Dra. Luz del Carmen Vilchis Esquivel

El hombre, homo faber, en su aptitud para transformar la naturaleza, ha evolucionado gracias a su capacidad de aplicar la experiencia y el conocimiento sobre los sistemas vivientes a sistemas diseñados. El único testimonio de muchas de estas transferencias cognoscitivas queda en los múltiples objetos legados a través de los siglos.
El ejemplo más conocido que se haya registrado por escrito es el de Leonardo da Vinci, quien en sus notas expresó gran interés por los murciélagos como modelos para las máquinas voladoras, en especial por la forma en que su piel membranosa refuerza y recubre el esqueleto, que es esencial para las alas y el vuelo.
Hoy en día, las noticias sistematizadas del funcionamiento de los objetos tomado de los sistemas vivientes o de tecnologías que presenten las características de dichos sistemas está contemplado en la ciencia denominada Biónica. En las diversas ramas de esta disciplina, como la Genesa, identificamos infinidad de reproducciones gráficas de la naturaleza. Sin embargo, las más controvertidas y revolucionarias son las que ha suscitado la analogía con el hombre mismo y de ellas la que indudablemente ha devenido trascendental en las últimas décadas del presente siglo es la que ha dado lugar a la invención y desarrollo de las computadoras.
El eje de tal controversia se centra en que la analogía de las computadoras se da en primera instancia con el cerebro humano, en segunda con el sistema nervioso y por último con nuestras principales capacidades sensoriales, a saber, la vista, el oído y el tacto y sus consecuentes extensiones en las artes visuales y la comunicación. Cuando a ellas se añaden las posibilidades motrices, se entra en el ámbito de la robótica y cuando se evocan percepciones y datos de tiempo y espacio, la referencia es hacia la realidad virtual.

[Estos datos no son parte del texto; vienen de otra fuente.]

PR #40700, opened 2022-08-29
Fix sync issue in GCP platform

Aakash2017:
Fix issue with SyncOnlyOnce being global.

- [ X] Configuration Infrastructure
- [ ] Docs
- [ ] Installation
- [ ] Networking
- [ ] Policies and Telemetry
- [ ] Security
- [ X] Test and Release
- [ ] User Experience

### DIFF
--- a/pkg/bootstrap/platform/gcp.go
+++ b/pkg/bootstrap/platform/gcp.go
@@ -123,11 +123,13 @@ type (
 
 type gcpEnv struct {
 	sync.Mutex
-	metadata           map[string]string
-	shouldFillMetadata bool
+	metadata map[string]string
 }
 
-var gcpEnvOnce sync.Once
+var (
+	fillMetadata bool
+	gcpEnvOnce   sync.Once
+)
 
 // IsGCP returns whether or not the platform for bootstrapping is Google Cloud Platform.
 func IsGCP() bool {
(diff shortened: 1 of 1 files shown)


howardjohn (commented):
While this seems reasonable, one question I have is why does it being global break things? Shouldn't the metadata be persistently the same throughout the lifecycle?

Aakash2017:
> While this seems reasonable, one question I have is why does it being global break things? Shouldn't the metadata be persistently the same throughout the lifecycle?

IIUC gcpEnvOnce, a global var, is used to determine whether metadata, a member function of gcpEnv, should be populated with various data such as cluster_url, gce instance id, etc. On the first call, metadata is constructed correctly. On subsequent calls, shouldFillMetadata gets set to false and the metadata is constructed incorrectly.

How the gcpEnvOnce determines metadata: https://github.com/istio/istio/blob/master/pkg/bootstrap/platform/gcp.go#L151

Example of usage: https://github.com/istio/istio/blob/master/security/pkg/nodeagent/plugin/providers/google/stsclient/stsclient.go#L167

ingwonsong:
I agree with @howardjohn. 
I think that [gcpEnv](https://github.com/istio/istio/blob/bbebdff870098cd5a0ca002632eb47e60b2f34a3/pkg/bootstrap/platform/gcp.go#L143) can be a singleton. Metadata can be changed on running?

pkg/bootstrap/platform/gcp.go
```diff
@@ -286,7 +288,7 @@ func zoneToRegion(z string) (string, error) {
 // Locality returns the GCP-specific region and zone.
 func (e *gcpEnv) Locality() *core.Locality {
 	var l core.Locality
-	if e.shouldFillMetadata {
+	if fillMetadata {
```
howardjohn, line 291: I think this may be broken (before and after this change). If Metadata isn't called first then `fillMetadata` is always empty.

It may be worth just switching to `pkg/lazy` which makes these errors ~impossible

howardjohn (approved):
strictly better so Ill approve now, but we may want to followup/send another commit

pkg/bootstrap/platform/gcp.go
Aakash2017: sounds good, lets fix it in a follow up commit

PR #40715, opened 2022-08-30
gateway-api: skip GatewaySecretMissingReferencedSecret for now

frankbu:


howardjohn (approved):
should we bump go.mod aswell?

frankbu:
> should we bump go.mod aswell?

Sure, we can try. I expect it to pass, but we'll see

Is there a specific process for what exactly to bump it to?

howardjohn:
Just go straight to latest main/master

PR #40719, opened 2022-08-30
fix PILOT_ENABLE_RDS_CACHE flag not working

yingzhuivy:

When building RDS, cache get is always conducted not respecting the
PILOT_ENABLE_RDS_CACHE flag. This PR fixes that.

Cache add already respects the flag:
https://github.com/istio/istio/blob/1.14.3/pilot/pkg/networking/core/v1alpha3/httproute.go#L212

### DIFF
--- a/pilot/pkg/networking/core/v1alpha3/httproute.go
+++ b/pilot/pkg/networking/core/v1alpha3/httproute.go
@@ -351,19 +351,21 @@ func BuildSidecarOutboundVirtualHosts(node *model.Proxy, push *model.PushContext
 			return services[i].Hostname <= services[j].Hostname
 		})
 
-		routeCache = &istio_route.Cache{
-			RouteName:               routeName,
-			ProxyVersion:            node.Metadata.IstioVersion,
-			ClusterID:               string(node.Metadata.ClusterID),
-			DNSDomain:               node.DNSDomain,
-			DNSCapture:              bool(node.Metadata.DNSCapture),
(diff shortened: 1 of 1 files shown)


pilot/pkg/networking/core/v1alpha3/httproute.go
```diff
@@ -375,9 +377,11 @@ func BuildSidecarOutboundVirtualHosts(node *model.Proxy, push *model.PushContext
 	// Get list of virtual services bound to the mesh gateway
 	virtualHostWrappers := istio_route.BuildSidecarVirtualHostWrapper(routeCache, node, push, servicesByName, virtualServices, listenerPort)
 
-	resource, exist := xdsCache.Get(routeCache)
-	if exist && !features.EnableUnsafeAssertions {
-		return nil, resource, routeCache
+	if features.EnableRDSCaching {
```
hzxuzhonghu, line 380: for get we donot need this

yingzhuivy:
yes, disabling it helps with propagation delay. I posted my testing here: https://github.com/istio/istio/issues/40744

pilot/pkg/networking/core/v1alpha3/httproute.go
yingzhuivy: why is that? for cds we do respect it for get as well
https://github.com/istio/istio/blob/1.14.3/pilot/pkg/networking/core/v1alpha3/cluster_builder.go#L1271

hzxuzhonghu (approved):
improve on not construct

Issue #35833, opened 2021-11-02
xds piggyback: merge with StatusPort (15020)


howardjohn:
Right now we have 2 debug interfaces serving HTTP traffic. I am not sure we need 2; I think we can consolidate to just port 15020.

cc @esnible

ingwonsong:
@howardjohn Are there two HTTP interfaces? 
If I read the code correctly, `pilot/pkg/xds/statusgen.go` (xds) and `pilot/pkg/xds/debug.go` (http) /`pilot/pkg/xds/debuggen.go` (xds) seems to be such debugging interfaces.

howardjohn:
there is already port 15020 used for metrics, readiness, etc

ingwonsong:
Yes. 
IIUC, `pilot/pkg/xds/debug.go` is served in port 15020 with the other stuffs. 

Is there another HTTP interface for debugging?

ingwonsong:
Oh.. I understood. 
You mean "pilot agent" not "pilot. So, you suggested to merge 15004 into 15020. Right?

howardjohn:
yeah I don't think we need 2?wdyt?

ingwonsong:
yes. I agree with you a ton.

BTW, is there no need to be compatible with previous versions of istioctl?
(just question)

howardjohn:
is the piggyback even used yet? I didn't think it was.

If it is we can always add it on both ports for 1 release then move it. but
since it's experimental probably nbd

ingwonsong:
I am sorry for my confusion. 
You are right. it is not used in istioctl as far as I know.

PR #40721, opened 2022-08-30
Merge the Tap Service to the Status server

ingwonsong:
Fixes: https://github.com/istio/istio/issues/35833 (to avoid breaking change, 15004 port is still supported in this PR)

The changes are as follows:
- `tap service` (previously only using 15004 port) is served on 15004 as well as the status port (15020).
- `tap_proxy.go` is moved to `pilot/cmd/pilot-agent/status/debugtap/proxy.go`.
- Due to the import cycle, `pilot/cmd/pilot-agent/status/server.go` is moved to `pilot/cmd/pilot-agent/status/server/server.go`, and only the parts which are shared with the other packages are exposed in `pilot/cmd/pilot-agent/status/status.go`.
- `tap service` can be disabled by `PROXY_XDS_DEBUG_VIA_AGENT` on both of 15004 and 15020
- If `PROXY_XDS_DEBUG_VIA_AGENT_PORT` is set to `0`, the status port is only used for serving `tap service`.

cc: @howardjohn


hzxuzhonghu:
This is a breaking change

ingwonsong:
The port number 15004 is not used currently. But, if we need to keep it, I can support 15004 as well for keeping compatibility.

@howardjohn what do you think?

ingwonsong:
To give some transition periods for "just-in-case", `15004` port also serves the debugging interface.
15004 port can be disabled by setting `PROXY_XDS_DEBUG_VIA_AGENT_PORT=0`.

ingwonsong:
https://github.com/istio/istio/pull/40687 would be another way to resolve the dependency cycle issue instead of refactoring "server.go".

@howardjohn Can I get your opinion?

pilot/cmd/pilot-agent/status/server/server.go
```diff
@@ -355,6 +329,24 @@ func (s *Server) Run(ctx context.Context) {
...
 
+	var handler http.Handler = mux
+	if s.config.DebugTapClient != nil {
+		debugTapProxy := debugtap.NewProxy(s.config.DebugTapClient)
+
+		// Registers HTTP Handlers for Debug Tap
+		debugTapProxy.RegisterHTTPHandler(mux)
+		grpcs := grpc.NewServer(istiogrpc.ServerOptions(istiokeepalive.DefaultOption())...)
+		debugTapProxy.RegisterGRPCHandler(grpcs)
+		mixedHandler := http.HandlerFunc(func(w http.ResponseWriter, r *http.Request) {
```
howardjohn, line 340: do we need the `isRequestFromLocalhost` stuff?

pilot/cmd/pilot-agent/app/cmd.go
```diff
@@ -172,6 +165,14 @@ func newProxyCommand() *cobra.Command {
 			if err != nil {
 				return err
 			}
+
+			// If a status port was provided, start handling status probes.
+			if proxyConfig.StatusPort > 0 {
+				if err := initStatusServer(ctx, proxy, proxyConfig, agentOptions.EnvoyPrometheusPort, agent); err != nil {
```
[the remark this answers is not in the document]
ingwonsong: I see.

I revert the order of initialization as you commented, and instead, changed for the tap server to get the xds proxy in lazy way.

Please take a look into that once again. Thanks!

pilot/cmd/pilot-agent/status/server/server.go
ingwonsong: Good point. Done.

PR #40727, opened 2022-08-31
operator: should not call `SetWatchErrorHandler` if store has started

zirain:
Signed-off-by: hejianpeng <hejianpeng2@huawei.com>

1. add `HasStarted() bool` to model.ConfigStoreController
2. do not can SetWatchErrorHandler if it's started

### DIFF
--- a/pilot/pkg/config/kube/ingress/controller.go
+++ b/pilot/pkg/config/kube/ingress/controller.go
@@ -21,6 +21,7 @@ import (
 	"fmt"
 	"sort"
 	"sync"
+	"sync/atomic"
 
 	"github.com/hashicorp/go-multierror"
 	ingress "k8s.io/api/networking/v1beta1"
@@ -95,6 +96,8 @@ type controller struct {
 	serviceLister   listerv1.ServiceLister
 	// May be nil if ingress class is not supported in the cluster
 	classes v1beta1.IngressClassInformer
+
+	started atomic.Bool
 }
 
 // TODO: move to features ( and remove in 1.2 )
@@ -180,7 +183,12 @@ func NewController(client kube.Client, meshWatcher mesh.Holder,
 	return c
 }
 
+func (c *controller) HasStarted() bool {
+	return c.started.Load()
+}
+
 func (c *controller) Run(stop <-chan struct{}) {
+	c.started.Store(true)
 	c.queue.Run(stop)
 }
 
--- a/pilot/pkg/model/config.go
+++ b/pilot/pkg/model/config.go
@@ -194,7 +194,12 @@ type ConfigStoreController interface {
 
 	// Run until a signal is received
 	Run(stop <-chan struct{})
+
+	// SetWatchErrorHandler should be call if store has started
 	SetWatchErrorHandler(func(r *cache.Reflector, err error)) error
+
+	// HasStarted return treu after store started.
+	HasStarted() bool
 
 	// HasSynced returns true after initial cache synchronization is complete
 	HasSynced() bool
--- a/pilot/pkg/model/config.go
+++ b/pilot/pkg/model/config.go
@@ -198,7 +198,7 @@ type ConfigStoreController interface {
 	// SetWatchErrorHandler should be call if store has started
 	SetWatchErrorHandler(func(r *cache.Reflector, err error)) error
 
-	// HasStarted return treu after store started.
+	// HasStarted return ture after store started.
 	HasStarted() bool
 
 	// HasSynced returns true after initial cache synchronization is complete
--- a/pkg/config/analysis/local/istiod_analyze.go
+++ b/pkg/config/analysis/local/istiod_analyze.go
@@ -213,6 +213,10 @@ func (d dfCache) RegisterEventHandler(kind config.GroupVersionKind, handler mode
 	panic("implement me")
 }
 
+func (d dfCache) HasStarted() bool {
+	return true
+}
+
 // Run intentionally left empty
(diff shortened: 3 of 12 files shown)


pkg/kube/client.go
```diff
@@ -548,6 +552,18 @@ func (c *client) RunAndWait(stop <-chan struct{}) {
...
+func (c *client) startInformer(stop <-chan struct{}) {
+	if !c.HasStarted() {
+		c.started.Store(true)
+		c.kubeInformer.Start(stop)
+		c.dynamicInformer.Start(stop)
+		c.metadataInformer.Start(stop)
+		c.istioInformer.Start(stop)
+		c.gatewayapiInformer.Start(stop)
+		c.extInformer.Start(stop)
+	}
```
hzxuzhonghu, line 564: This is not right, say kubeInformer, it is a informer factory, we can use it to init pod/node/service, etc informers, if at one time only pod informer is initiated, and this function is called. But then node informer is initiated, and need to start, it will skip the start here.

cainelli:
Thank you for looking into this @zirain . Would it make sense to backport this to 1.14.x? If yes, is `atomic.Bool` available? I see 1.14.3 is still using Go 1.17.

pilot/pkg/config/kube/ingress/controller.go
```diff
@@ -21,6 +21,7 @@ import (
 	"fmt"
 	"sort"
 	"sync"
+	"sync/atomic"
```
cainelli, line 24: shouldn't it be "go.uber.org/atomic"?

zirain:
linked to https://github.com/istio/istio/issues/39599

pilot/pkg/config/kube/ingress/controller.go
zirain: I think we can use `sync/atomic` in go1.18

releasenotes/notes/40727.yaml
```diff
@@ -0,0 +1,7 @@
+apiVersion: release-notes/v2
+kind: bug-fix
+area: installation
+
```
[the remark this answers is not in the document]
zirain: done

GregHanson (approved):

pilot/pkg/model/config.go
```diff
@@ -194,8 +194,13 @@ type ConfigStoreController interface {
 
 	// Run until a signal is received
 	Run(stop <-chan struct{})
+
+	// SetWatchErrorHandler should be call if store has started
 	SetWatchErrorHandler(func(r *cache.Reflector, err error)) error
 
+	// HasStarted return treu after store started.
```
ericvn, line 201: c/treu/true

releasenotes/notes/40727.yaml
```diff
@@ -0,0 +1,10 @@
...
+issue:
+  - 39599
+
+releaseNotes:
+  - |
+    **Fixed** an issue `AddRunningKubeSourceWithRevision` return error cause Istio Operator going to error loops.
```
ericvn, line 10:
```suggestion
    **Fixed** an issue where `AddRunningKubeSourceWithRevision` returns an error causing the Istio Operator to go into an error loop.
```

ericvn:
> Thank you for looking into this @zirain . Would it make sense to backport this to 1.14.x? If yes, is `atomic.Bool` available? I see 1.14.3 is still using Go 1.17.

The 1.14 branch is built with Go 1.18, but the go.mod:go value is still reflecting 1.17.

zirain:
> > Thank you for looking into this @zirain . Would it make sense to backport this to 1.14.x? If yes, is `atomic.Bool` available? I see 1.14.3 is still using Go 1.17.
> 
> The 1.14 branch is built with Go 1.18, but the go.mod:go value is still reflecting 1.17. sync/atomic Bool was introduced in 1.19.

I'd keep use sync/atomic in master, and will be replace to `go.uber.org/atomic` during cherry-pick

ericvn (approved):

pkg/config/analysis/local/istiod_analyze.go
```diff
@@ -276,15 +280,20 @@ func (sa *IstiodAnalyzer) AddRunningKubeSourceWithRevision(c kubelib.Client, rev
...
-	err = store.SetWatchErrorHandler(func(r *cache.Reflector, err error) {
-		// failed resources will never be synced, which causes the process to hang indefinitely.
-		// better to fail fast, and get a good idea for the failure.
-		scope.Analysis.Errorf("Failed to watch crd resource for analysis: %s", err)
-	})
-	if err != nil {
-		scope.Analysis.Errorf("error setting up error handling for kube crdclient: %v", err)
-		return
+	if !store.HasStarted() {
+		err = store.SetWatchErrorHandler(func(r *cache.Reflector, err error) {
```
hzxuzhonghu, line 284: Looks this will make some informer having no watch error handler, not a big deal.

Just wondering if we could check HasStarted() for each informer

zirain: In an real world, this will not happen in istioctl, istioctl always run with new client.
For istio-operator, all informers started in loop-0, when users modify the iop configuration, re-set watch error handler will cause error.

hzxuzhonghu (approved):

pilot/pkg/config/kube/ingress/controller.go
hzxuzhonghu: Isn't atomic.Bool introduced in 1.19, while istio still use 1.18?

PR #1455, opened 2017-03-29
Fix suppressed errors for code inside ajax

brainformatik:
If wrong code is in an ajax call, it has been suppressed by Framework7.
With this fix it throws the error in the console.


J05HI:
@nolimits4web @valnub @ZanderBrown 
Tested and it's fixed now. It's strange no one has reported that before.

ZanderBrown:
That's because you should listen for the `ajax:error` event.

Or if using `$.ajax` set the `error` or `statusCode` argument

J05HI:
@ZanderBrown 
No its not the ajax:error event. 
It's when the code inside the success function has an error.

ZanderBrown:
in that case the callback itself should contain a try { } catch () { }

brainformatik:
@ZanderBrown 
Okay we'll use try catch, thank you!

PR #1472, opened 2017-04-04
fix swiper in module.json for custom build

bingzheyuan:
swiper js path in module.json is wrong, swiper is not included in custom build


ZanderBrown:
`swiper-init.js` probably shouldn't be in `framework7` and ideally the folder should be called `swiper7` not `swiper`

nolimits4web:
Thanks

PR #1517, opened 2017-04-23
toggle `focus-state` and `not-empty-state` in material input form

achmadk:
**Describe the big picture of your changes here to communicate to the maintainers why we should accept this pull request. If it fixes a bug or resolves a feature request, be sure to link to that issue.**
According to [this issue](https://github.com/nolimits4web/Framework7/issues/1516), the link below input value is not disappear because `focus-state` still exist although `not-empty-state` has been added to the input. So I remove `not-empty-state` class when input is on focus and remove `focus-state` when input is on blur. And then I add css styles of `.${STATE}.item-inner label, .${STATE}.input-field:after,  .${STATE} .item-input-field:after` with STATE value is `focus-state` and `not-empty-state`

### DIFF
--- a/src/js/framework7/material-inputs.js
+++ b/src/js/framework7/material-inputs.js
@@ -31,7 +31,7 @@ app.initMaterialWatchInputs = function () {
         var type = i.attr('type');
         if (notInputs.indexOf(type) >= 0) return;
         var els = i.add(i.parents('.item-input, .input-field')).add(i.parents('.item-inner').eq(0));
-        els.addClass('focus-state');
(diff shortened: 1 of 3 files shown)


J05HI:
I think it's fine, isn't it?

ZanderBrown:
@J05HI we can squash and merge on GitHub. Thank you for seconding the PR.

Now we
```js
let canMerge = await nolimits4webReview():
```

nolimits4web:
Looks good, thanks!

PR #1527, opened 2017-04-25
FIX: if previousQuery doesn't exist,but searchterm

Phillipip:

https://github.com/nolimits4web/Framework7/issues/1526

Always follow the [contribution guidelines](https://github.com/nolimits4web/Framework7/blob/master/.github/CONTRIBUTING.md) when submitting a pull request.


ZanderBrown:
Doesn't look like it'll cause any issues but i'm not sure why you are doing this.

nolimits4web:
Looks ok to me

PR #1547, opened 2017-05-07
black image fix

scriptPilot:
replaced black image


ZanderBrown:
What? Why?

scriptPilot:
I replaced a URL as there is no image behind anymore. Why? Color is more beautiful than black I would say :-)

ZanderBrown:
Oh you fixed a broken URL?

nolimits4web:
Thanks ;)

PR #1552, opened 2017-05-10
secure all urls

scriptPilot:
All urls checked before if SSL is possible. This will avoid warnings in
some web browsers!


ZanderBrown:
How about `//`ing all the things

scriptPilot:
@ZanderBrown - What do you mean?

ZanderBrown:
[`//` Magic](https://www.paulirish.com/2010/the-protocol-relative-url/)

scriptPilot:
@ZanderBrown - Thanks, I updated all src files accordingly!

valnub:
Well done, how can we check if all url's have been changed and nothing broke?

valnub:
Hold on a sec, the changes seem to be made for xmlns:

`<svg xmlns='//w3.org/2000/svg'`

Is this really necessary? I don't think that the browser actually calls these url's. They're just namespaces.

nolimits4web:
Closing as incompatible with current version and probably not needed anymore

PR #1554, opened 2017-05-11
show element without affecting on the display style of it

WangHaoming:


WangHaoming:
This fix will effect on popup function which call show function for displaying popups. need to find a better way to fix it.

nolimits4web:
Closing as incompatible with current version and probably not needed anymore (was fixed in Dom7)

PR #1566, opened 2017-05-22
Autocomplete behavior error

spltfc:
Should insert value instead of label to input element.
(maybe can fix this issue too https://github.com/nolimits4web/Framework7/issues/934)


nolimits4web:
Looks good, thanks!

Tanto es así, que se ha abierto un campo de estudio de las potencialidades comunicacionales de las computadoras denominado inteligencia artificial, área de la informática que investiga las posibilidades de percepción, razonamiento y acción artificiales, semejantes a las del hombre o a las de otros seres vivientes que permitan a las máquinas cumplir de manera autónoma tareas en un entorno real. La esencia de las computadoras es simular eventos a partir de descripciones, pueden imitar x,y,z y mostrar situaciones cuya experiencia no podemos tener en la realidad.
Las comparaciones tácitas hombre-máquina o metáforas, se han dado tanto a nivel operativo como en el lingüístico generando una duplicidad conceptual paralela en lo que se refiere a capacidades humanas y a funciones tecnológicas.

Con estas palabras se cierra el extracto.